JinaVDR: New Visual Document Retrieval Benchmark with 95 Tasks in 20 Languages

We're releasing JinaVDR (Visual Document Retrieval), a new benchmark for evaluating how well models retrieve visually complex documents. JinaVDR encompasses multilingual documents with intricate layouts—combining graphs, charts, tables, text, and images alongside scanned copies and screenshots. The benchmark pairs these diverse visual documents with targeted text queries, enabling comprehensive evaluation of retrieval performance across real-world document complexity and broader domain coverage.

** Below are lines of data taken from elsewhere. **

PR #8203, opened 2023-02-21
Add buffer_train_data_candles feature

robcaulk:
Buffer the start and end of the timerange. This is used *after* the indicators are populated.
The main example use is when predicting maxima and minima, the argrelextrema function  cannot know the maxima/minima at the edges of the timerange. To improve model accuracy, it is best to compute argrelextrema on the full timerange and then use this function to cut off the edges (buffer) by the kernel.

In another case, if the targets are set to a shifted price movement (the FreqaiExampleStrategy), this buffer is unnecessary because the shifted candles at the end of the timerange will be NaN and FreqAI will automatically cut those off of the training dataset.

Activate with:

```
"buffer_train_data_candles": 100
```

In the `feature_parameters` config. Defaults to 0.


xmatthias (approved):
LGTM :+1:

PR #8095, opened 2023-02-02
remove follow mode in favor of producer consumer

robcaulk:
Producer consumer mode replaces follow mode for all applications. Removing follow mode with this PR to clean the code up and avoid possible confusion by new users.

PR #8210, opened 2023-02-22
Allow user to control number of historical model files

robcaulk:
`purge_old_models` now takes an integer to indicate how many models should be kept. Otherwise old boolean type functionality remains the same in case users do not wish to change their configs.

```
| `purge_old_models` | Number of models to keep on disk (not relevant to backtesting). Default is 2, which means that dry/live runs will keep the latest 2 models on disk. Setting to 0 keeps all models. This parameter also accepts a boolean to maintain backwards compatibility. <br> **Datatype:** Integer. <br> Default: `2`.
```

This PR also cleans up some remnants from #8095.


docs/freqai-parameter-table.md
```diff
@@ -15,7 +15,7 @@ Mandatory parameters are marked as **Required** and have to be set in one of the
 | `identifier` | **Required.** <br> A unique ID for the current model. If models are saved to disk, the `identifier` allows for reloading specific pre-trained models/data. <br> **Datatype:** String.
 | `live_retrain_hours` | Frequency of retraining during dry/live runs. <br> **Datatype:** Float > 0. <br> Default: `0` (models retrain as often as possible).
 | `expiration_hours` | Avoid making predictions if a model is more than `expiration_hours` old. <br> **Datatype:** Positive integer. <br> Default: `0` (models never expire).
-| `purge_old_models` | Delete all unused models during live runs (not relevant to backtesting). If set to false (not default), dry/live runs will accumulate all unused models to disk. If <br> **Datatype:** Boolean. <br> Default: `True`.
+| `purge_old_models` | Number of models to keep on disk (not relevant to backtesting). Default is 2, dry/live runs will keep 2 models on disk. Setting to 0 keeps all models. If <br> **Datatype:** Boolean. <br> Default: `2`.
```
xmatthias:
```suggestion
| `purge_old_models` | Number of models to keep on disk (not relevant to backtesting). Default is 2, dry/live runs will keep 2 models on disk. Setting to 0 keeps all models. If <br> **Datatype:** Integer. <br> Default: `2`.
```

In my understanding, boolean is supported for backward compatibility - but our aim is to have people use ints for clarity ?

robcaulk: Thanks for catching this, I also updated a bit more.

xmatthias (approved):
LGTM :+1:

PR #918, opened 2020-01-07
shayan/set option for download new design 

shayan-binary-pr:


shayan-binary-2:
@morteza-binary  please close this. we did this on another card.

PR #925, opened 2020-02-10
Markers are relocated while scrolling the chart

shayan-binary-2:


src/components/RawMarker.jsx
```diff
@@ -124,8 +125,15 @@ class RawMarker extends React.Component {
             });
             const prices = price_array
                 .map(price => stx.pixelFromPrice(price * 1, chart.panel));
+
+            const canvas = stx.chart.context.canvas;
+            if ((`${canvas.height}`) !== canvas.style.height.replace('px', '')) {
```
morteza-binary: @shayan-binary 
```suggestion
            if (canvas.style.height.indexOf(canvas.height) < 0) {
```

PR #933, opened 2020-02-27
Shayan/Chart Market Selector issue

shayan-binary-2:


src/store/CategoricalDisplayStore.js
```diff
@@ -214,9 +214,12 @@ export default class CategoricalDisplayStore {
 
     @computed get filteredItems() {
         let filteredItems = cloneCategories(this.getCategoricalItems());
+        const activeItmes = this.activeCategories.length
+            ? this.activeCategories
+            : [(this.getCurrentActiveCategory ? this.getCurrentActiveCategory() : 'favorite')];
```
shayan-binary-2: Because we set the render of component for when a user opens it, so `this.activeCategories` not initial unless the component gets opens. and `filteredItems` render after component load.

PR #938, opened 2020-03-04
shayan/Redesign drawing tools dialog

shayan-binary-2:


shayan-binary-2:
we continue this on gitlab

PR #940, opened 2020-03-06
Bala/Assests dialog height fix

balakrishna-binary:
### Changelog
- Style changes for assets dialog


sass/components/_menu-dropdown.scss
```diff
@@ -34,9 +34,15 @@
                     &.cq-menu-dropdown-enter-done {
                         z-index: 6;
                     }
-                    .cq-categorical-display, .cq-dialog__body {
```
shayan-binary-2: @balakrishna-binary what's the issue of changing this line?

balakrishna-binary: `.cq-categorical-display` should not have height as 100% because it has a sibling `title div` which has height `40px`

PR #941, opened 2020-03-08
Shayan/Redesign Indicators dialog

shayan-binary-2:


shayan-binary-2:
close this PR as we use this in another card

PR #944, opened 2020-03-09
zaki/add_more_prefix

zaki-binary:
Changelog
- Add prefixes for `.tooltip` previously missed in last PR.


src/components/Menu.jsx
```diff
@@ -79,7 +79,7 @@ class Menu extends Component {
                         >
                             {first}
                         </div>
-                        {tooltip ? (<div className="tooltip tooltip--right">{tooltip}</div>) : ''}
+                        {tooltip ? (<div className="sc-tooltip sc-tooltip--right">{tooltip}</div>) : ''}
```
shayan-binary-2: @zaki-binary if we suppose to change the class of `tooltip` to something unique related to the Smartchart we should add prefix `ciq`, so the full name would be `ciq-tooltip`. also, we should modify the name in the `main.scss` file.

zaki-binary: My understanding was `ciq` was a prefix for `chartiq`, but we can change to `ciq` if we can confirm there are no existing `ciq-button` or `ciq-tooltip` classNames that might conflict with the general components.

shayan-binary-2: @zaki-binary  you are right `ciq` is a prefix of `chartiq` and yes I check the `main.scss`
so everything is fine. thanks for the explanation .

shayan-binary-2:
@morteza-binary would you please merge this PR

PR #959, opened 2020-04-01
shayan/highest spot not exported to png

shayan-binary-2:


shayan-binary-2:
@zaki-binary  we already fix this issue in another card, as I check the dev branch, it works fine.

PR #969, opened 2020-04-03
update master CI confg

Mahboobeh-binary:


.circleci/config.yml
```diff
@@ -143,41 +120,60 @@ commands:
...
 jobs:
-  build_push_dev:
+  test:
     docker:
       - image: circleci/node:12.13.0-stretch
     steps:
       - git_checkout_from_cache
       - yarn_install
       - test
       - build
```
4p00rv, line 147: we can skip this build step

.circleci/config.yml
```diff
@@ -186,32 +182,46 @@ jobs:
...
     jobs:
-      - build_push_dev:
+      - test:
           filters:
             branches:
-              only: /^dev$/
-          context: binary-frontend-artifact-upload
+              only: 
+                - /^dev/
+                - /pull\/.*/
```
4p00rv, line 192: we can change this to allow all the branches. i.e; it needs to be triggered for merges, PRs, and releases

PR #976, opened 2020-04-08
Shayan/New Design Modifications

shayan-binary-2:


src/store/ChartStore.js
```diff
@@ -146,7 +146,9 @@ class ChartStore {
         const _self = this;
 
         // Add custom injections to the CIQ
-        inject();
+        inject({
+            drawToolsStore: this.mainStore.drawTools,
```
shayan-binary-2, line 150: @morteza-binary  Designer asked us to update the drawing tool hover tooltip with the new naming design. and this is the only way we can update them.

src/store/DrawToolsStore.js
```diff
@@ -83,21 +85,53 @@ export default class DrawToolsStore {
...
 
+    findComputedDrawing = (drawing) => {
+        const group = this.activeToolsGroup.find(drawGroup => drawGroup.key === drawing.name);
+        if (group) {
+            const drawingItem = group.items.find(item => (
+                item.v0 === drawing.v0
+                    && item.v1 === drawing.v1
+                    && item.d0 === drawing.d0
+                    && item.d1 === drawing.d1
+            ));
```
shayan-binary-2, line 119: @morteza-binary its so so rarely that two drawings has the same coordinate, and also we cannot update the chart active drawing store to manage the grouping and new naming, as a result this come to my mind.

PR #977, opened 2020-04-12
Shayan/Portal for setting modals

shayan-binary-2:


app/test.scss
```diff
@@ -18,8 +18,23 @@
...
+            width: 100%;
+            box-sizing: content-box;
+        }
+        input[type='checkbox'] {
+            width: auto;
+        }
+        button {
+            border-radius: 4px;
+            background: #dedede;
+            border: 1px solid #aaa;
```
mahdiaryayi-fs, line 35: Is it OK to use hex colors directly instead of Sass variables?

app/test.scss
```diff
@@ -61,7 +76,12 @@
...
-.portal-node {
-    position: relative;
+.portal-node .cq-modal__overlay {
+    position: fixed;
     z-index: 9;
+    left: 0px;
+    top: 0px;
+    width: 100%;
+    height: 100%;
+    background: rgba(10, 10, 10, 0.3);
```
mahdiaryayi-fs, line 86: same here

src/components/StudyLegend.jsx
```diff
@@ -188,57 +188,61 @@ const StudyLegend = ({
...
+                        </p>
+                        <button
+                            type="button"
+                            className="sc-btn sc-btn--primary sc-btn--w100"
+                            onClick={() => onSelectItem(infoItem.id)}
+                        >
+                            {t.translate('Add')}
+                        </button>
+                    </div>
+                ) : ''}
```
mahdiaryayi-fs, line 229: this ternary's `else` condition in an empty string. so can you use this `{infoItem && <div> ... </div>}` pattern instead and remove the ternary?

app/test.scss
shayan-binary-2: @mahdiaryayi-fs actually this is test file which we use it for developer test and no more. we use to break rules in this file from a long time ago ;)

src/components/StudyLegend.jsx
shayan-binary-2: @mahdiaryayi-fs agree I'll fix this issue

app/test.scss
shayan-binary-2: @mahdiaryayi-fs just like above

PR #982, opened 2020-04-26
Shayan/put synthetic indices on top of markets

shayan-binary-2:


src/binaryapi/ActiveSymbols.js
```diff
@@ -78,9 +79,9 @@ export default class ActiveSymbols {
 
         // Categorize symbols in order defined by another array; there's probably a more
         // efficient algo for this, but for just ~100 items it's not worth the effort
-        const order = ['forex', 'indices', 'stocks', 'commodities', 'synthetic_index'];
+        // const order = ['forex', 'indices', 'stocks', 'commodities', 'synthetic_index'];
```
balakrishna-binary, line 82: can we remove this line?

shayan-binary-2: @balakrishna-binary  that's my bad. just correct it.

PR #189, opened 2017-07-10
Added Hash as acceptable type for physical_volumes

stivesso:
The line 11 checks if is_hash and that condition can't apply if the only acceptable type are Array and String
The error I got and that is fixed is:
parameter 'physical_volumes' expects a value of type Array or String, got Struct at ...


uvNikita:
I'm also getting the same error when trying to configure `physical_volumes` parameters using hiera syntax. Is there something that's blocking the merge of this fix?

PR #191, opened 2017-07-28
AIX updates for 7.1

spidersddd:
This update is to add some error checking, and get the AIX implementation of LVM more inline with Linux distros.  I have added some AIX params that are needed for the new tooling and AIX functionality. 

These changes should not change the functionality for Linux base systems.


jordanbreen28:
Closing as PR is outdated.
Please re-open if necessary.

PR #194, opened 2017-10-24
Add support for resizeing with extents

scornelissen85:
I have created an option to resize the logical volume by setting the extents. To use this option, the new parameter resize_extents must be set to true.

It cannot be merged with master currently because I have build this change upon version 0.9.0 as this is the latest version currently out. And we use still Puppet 3 (which isn't working anymore on the master). Is it possible to create a 0.9.0 or a Puppet-3 branch?


tenajsystems:
What's the status of this pull request? I am looking to extending my logical volume and this feature would be a great help.

PR #198, opened 2017-11-23
MODULES-6065 - Resolving facter error when lvm not installed

pmcmaw:
Currently the code is trying to execute before the 'lvm_support' fact has been resolved therefore code that should not be executed is. Adding setcode to around the block ensures that the whole block of code has been executed before being used. This has happens in 2 code blocks therefore adding the change to both.


pmcmaw:
Similar PR merged.

PR #204, opened 2018-02-01
Add possbility to overwrite $lvm_device_path

dn1s:
this is neccessary to bindmount.
Also updated if statement for mount to be
able to bindmount.


dn1s:
I do understand that the main purpose of this manifest is to create and manage logical_volumes and volume_groups. But since you do a mount if the logical_volume does not exist I thought that we could have the feature to use bind mount with this module.

PR #206, opened 2018-03-02
(MODULES-6449) remove misleading confinement

vchepkov:
confine statement applies only to 'setcode' block


vchepkov:
confine statements are misleading, but 'tests' expect them to be there, oh well.

PR #209, opened 2018-06-11
move code to setcode to apply confine

raemer:
Code requiring lvm commands was moved into the setcode block as the
confine statement is not applied to this code otherwise, causing the
facter run to fail on systems where these commands are not available
(i.e. OpenBSD).


jst-cyr:
@raemer : My apologies that you never got a response to your PR in the past. I'm reviewing our stale and open PRs and after 8 years of being open I'm recommending we cancel/close this PR and reopen in the future if the need arises for somebody again.

PR #211, opened 2018-07-04
Added mountpath file resourcce

Akhilez:
Error "Could not find dependency File[$mountpath]" is solved with this change.


vchepkov:
The idea was to define resource elsewhere and then set mountpath_require to true

Akhilez:
You're right. I was using it wrong. Thanks!

PR #213, opened 2018-08-17
Add tasks and `puppet resource` support for logical_volume

dylanratcliffe:
The PR adds the following functionality:

  - `puppet resource logical_volume` now works
  - Tests now pass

Benchmark	Task focus	Languages	Number of tasks
JinaVDR	Visually rich documents	20 languages	95
MIEB	Mostly natural images	38 languages	130
ViDoRe v1	Visually rich documents	English	5
ViDoRe v2	Visually rich documents	English, French, Spanish, German	4

Four pie charts present data distributions: query language, dataset domains, document formats, and language usage. Colors ran — JinaVDR statistics, showing query/document languages, domains and document formats

JinaVDR spans diverse languages, domains, and document formats to reflect real-world retrieval scenarios. While English remains predominant in both queries and documents, the benchmark incorporates over a dozen additional languages, providing significantly broader multilingual coverage. The domains encompass historic documents, software documentation, medical records, legal texts, and scientific papers, capturing varied professional use cases. Document formats range from web pages and PDFs to scanned materials, presentation slides, and standalone images. Many datasets intentionally mix languages and formats, creating realistic conditions that challenge models to handle the complexity they encounter in practical applications.

How We Build JinaVDR

JinaVDR benchmark provides an evaluation framework spanning 95 tasks across 20 languages, including domain-diverse and layout-rich documents like charts, maps, traditional scanned documents, Markdown files, and complex tables. It evaluates models through both visual question answering (for example, “How many civil lawsuits were dismissed at the Valladolid audience in 1855?”) and keyword querying (for example, “growth of the LED market across different regions”), giving a clearer assessment of retrieval capabilities on different document types found in the real world.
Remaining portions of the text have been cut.